I'm facing low RAM performance and weird BIOS restrictions on an abit motherboard. I will outline the details below.
The topic is relevant to RAM timings and latencies, advanced BIOS switches and the like. If you're illiterate in these areas, don't read further.
Important system details:
abit AN-M2 motherboard using the latest BIOS
- nForce 630a chipset
- 4 GiB of DDR2 in a 2+2 configuration in DIMM slots 1 and 2
- onboard FDD and HD audio both switched off, IDE and SATA both enabled, no RAID, SATA ports 2 and 4 occupied, 1 and 3 empty (sometimes swapping around seemed to do differences)
Less important system details
- AMD Athlon64 X2 4000+ overclocked - RAM overclocked too
- nVidia GeForce 8800 GT overclocked
- Creative Audigy ES overclocked (no, kidding ) - don't worry, I don't buy Creative, I got this used for 9 dollars because of the features - hate them or not, those features are golden for this money with Daniel K's drivers and unlockage
Other information:
I've made another forum post about several Creative cards crackling used with this motherboard - many people online blame nForce chipsets and I seem to believe that now. Crackling and general problematic behaviour was tracked back to RAM itself - so I'm hoping that this thread will allow me to hit two birds with one rake. Specifically, abnormal and/or high RAM usage lead to buffer starvation on Creative cards and this is slightly mitigated when running dual-channel - examples include scrolling in Firefox (worst of all, so I assume the program is systematically raping my RAM) and certain conditions in Crysis, mostly many flame/fire/smoke effects on screen (still much less severe than Firefox).
Finally, the issue itself:
LOW MEMORY PERFORMANCE. Why, oh tell me why, does this board perform like a load of crap? Seriously, it's severe. Let me outline it in detail:
1. Throughput is low. By that, I mean F- DAMN SLOW. I've used a much more budget AsRock board before with an nForce 4 chipset and onboard audio only - using overclocked 667 MHz DDR2, memory throughput was knocking at the doors of 8000 MiB/s when reading and exceeded it when copying (latest Everest). THIS BOARD HOWEVER, oh please, this could only reach 6500 MiB/s read times when I packed it with my new 800 MHz DDR2 modules which I overclocked all the same. Overclocked 667 performs faster in a low-end motherboard than overclocked 800 does in a sort of almost-mainstream motherboard. Why? (Also, the AsRock board was stressed with 4 modules of 1 GiB each, while this board only has to hold up 2 - need I say more?)
2. BIOS behaves oddly. No matter what I set for some timing numbers, they stay high. I am able to configure the first 3 but the last 2 are locked at abnormal values - RAM boots up using 5-5-5-18-26. Strangely enough, nTune under Windows can physically change them to more normal values once I've finished booting, but that's tedious to do every time. I'd like to know where to kick this piece of poop to make it behave. (Note: I'm considering buying a better brand like Gigabyte next time, or maybe even MSI, and contemplating opting for AMD's 7 series of chipsets.)

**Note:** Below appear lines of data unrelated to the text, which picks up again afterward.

PR #4591, opened 2025-02-03
refactor (shell) : detect shell on windows using gopsutil too (#4588)

### LINKED ISSUE #4588: Refactor Shell detection on windows in order to use gopsutil
### Component

CLI

### Description

Related to #4572 

> Another potential follow-up is to use `detectShellByCheckingProcessTree` in `detect()` in `shell_windows.go` as both seem to have similar functionalities.

_Originally posted by @cfergeau in https://github.com/crc-org/crc/pull/4572#pullrequestreview-2569525275_

### Expected Behavior
shell windows detection is refactored to use gopustil (excluding WSL as this approach doesn't work there)

### Acceptance Criteria
- [ ] shell_windows uses gopsutil to detect shell type from parent process.

rohanKanojia:
## Description

As a follow up to #4572, updating shell detection logic on windows to also rely on gopsutil library to detect the shell name by inspecting parent processes of `crc.exe` process.

Fixes: #4588

Relates to: PR #4572

## Type of change

## Proposed changes

This PR mostly includes moving some methods so that they become accessible in windows environments too.

+ Move shell detection using `gopsutil` logic from `shell_unix.go` -> `shell.go` so that it can be reused in `shell_windows.go` as well
+ Remove `shell_linux.go`/ `shell_darwin.go` as they only contained a single constant that I moved to `shell_unix.go`
+ Remove `getProcessEntry` and related methods from `shell_windows.go` as we're reusing gopsutil approach that is working well on Windows

## Testing

1. Start CRC in windows environment
2. Verify `crc oc-env` is working as expected in 
    - CMD
    - PowerShell
    - GitBash
    - WSL
      - bash
      - fish
      - zsh

## Contribution Checklist
    - [ ] Linux
    - [x] Windows
    - [x] MacOS

### DIFF
--- a/pkg/os/shell/shell.go
+++ b/pkg/os/shell/shell.go
@@ -1,9 +1,13 @@
 package shell
 
 import (
+	"errors"
 	"fmt"
 	"os"
 	"strings"
+
+	"github.com/shirou/gopsutil/v4/process"
+	"github.com/spf13/cast"
 
 	crcos "github.com/crc-org/crc/v2/pkg/os"
 )
@@ -11,6 +15,8 @@ import (
 var (
 	CommandRunner                           = crcos.NewLocalCommandRunner()
 	WindowsSubsystemLinuxKernelMetadataFile = "/proc/version"
+	ErrUnknownShell                         = errors.New("Error: Unknown shell")
+	currentProcessSupplier                  = createCurrentProcess
 )
 
 type Config struct {
@@ -18,6 +24,20 @@ type Config struct {
 	Delimiter  string
 	Suffix     string
 	PathSuffix string
+}
+
+// AbstractProcess is an interface created to abstract operations of the gopsutil library
+// It is created so that we can override the behavior while writing unit tests by providing
+// a mock implementation.
+type AbstractProcess interface {
+	Name() (string, error)
+	Parent() (AbstractProcess, error)
+}
+
+// RealProcess is a wrapper implementation of AbstractProcess to wrap around the gopsutil library's
+// process.Process object. This implementation is used in production code.
+type RealProcess struct {
+	*process.Process
 }
 
 func GetShell(userShell string) (string, error) {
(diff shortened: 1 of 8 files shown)


pkg/os/util.go
```diff
@@ -127,3 +127,12 @@ func RemoveFileGlob(glob string) error {
 	}
 	return nil
 }
+
+func IsPresentInList(arr []string, str string) bool {
```
cfergeau: It already exists as [Contains](https://github.com/crc-org/crc/blob/main/pkg/strings/strings.go#L8)

pkg/os/shell/shell.go
```diff
@@ -151,3 +171,50 @@ func IsWindowsSubsystemLinux() bool {
...
+// Examples:
+//
+//	shellName := detectShellByCheckingProcessTree(1234)
+func detectShellByCheckingProcessTree(p AbstractProcess) string {
+	for p != nil {
+		processName, err := p.Name()
+		if err != nil {
+			return ""
+		}
+		if crcos.IsPresentInList(supportedShell, processName) {
```
cfergeau: This would be easier to review if it did not mix code movement with functional changes. I'd suggest having a commit where this code is moved to `shell.go` without any changes, and  then a commit porting the Windows code to use `detectShellByCheckingProcessTree` with these `crcos.IsPresentInList` and such.

rohanKanojia: Thanks, I've split the PR into two commits with first commit containing code reorganization and second including actual change

pkg/os/util.go
rohanKanojia: Thanks, I was going to use this but I noticed a unit test is failing on Windows due to these changes. This line was returning bash on Windows powershells:

https://github.com/crc-org/crc/blob/6d72284a886c4978e13e4775b9b8f552e134bf18/cmd/crc/cmd/start_test.go#L41

On checking the process tree during unit test execution, it shows processes like this:
`cmd.test.exe`  -> `go.exe`     -> `bash.exe`

I've added another utility method in order to just match the prefix instead of matching entire string.

pkg/os/shell/shell.go
```diff
@@ -208,7 +210,9 @@ func detectShellByCheckingProcessTree(p AbstractProcess) string {
 		if err != nil {
 			return ""
 		}
-		if processName == "zsh" || processName == "bash" || processName == "fish" {
+		if crcstrings.IsPresentInListSatisfying(supportedShell, processName, func(listElem string, toMatch string) bool {
+			return strings.HasPrefix(toMatch, listElem)
+		}) {
```
cfergeau, line 214: note: if you switch the  2 arguments when invoking the callback in `IsPresentInListSatisfying`, I think this can be simplified to `crcstrings.IsPresentInListSatisfying(supportedShell, processName, strings.HasPrefix)`. Fine with me if you prefer to keep the code the way it is now.

pkg/strings/strings.go
```diff
@@ -6,8 +6,14 @@ import (
 )
 
 func Contains(input []string, match string) bool {
+	return IsPresentInListSatisfying(input, match, func(listElement string, toMatch string) bool {
+		return listElement == toMatch
+	})
+}
+
+func IsPresentInListSatisfying(input []string, toMatch string, matchingPredicate func(string, string) bool) bool {
```
cfergeau: While looking for naming ideas in go standard packages (usual name for such a function is `ContainsFunc`), I realized the [`slices`](https://pkg.go.dev/slices#ContainsFunc) package has both `Contains` and `ContainsFunc`, we can use these instead.

rohanKanojia: Oh, thanks a lot! I'm sorry I should've checked this.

3. There are BIOS values that I know nothing about. For now, I'd like to know about latency. Here goes:
The BIOS set DIMM latencies to these values (or something like it - typing from memory): DIMM1: 127.5 ns -- DIMM2: 75 ns -- DIMM3: 75 ns -- DIMM4: 75 ns
I found this odd, but google revealed it's not an isolated case.
Experimentation: setting all the latencies to 75 ns creates an unbootable, unrecoverable system that will not POST and allow the recovery keyhold ("Insert" key for this board) to make it POST, meaning I need to flush the CMOS.
Setting both latencies to 127.5 ns does work, however, but I feel no differences yet. What is the purpose? Is it better to keep modules in sync? I would guess: yes. But I honestly don't know what this does. Note: between the two values mentioned, I can set 105 ns as well, but I have yet to try whether it will POST.
There are a number of points above which need advice/answers, and I would appreciate all the help I'd get.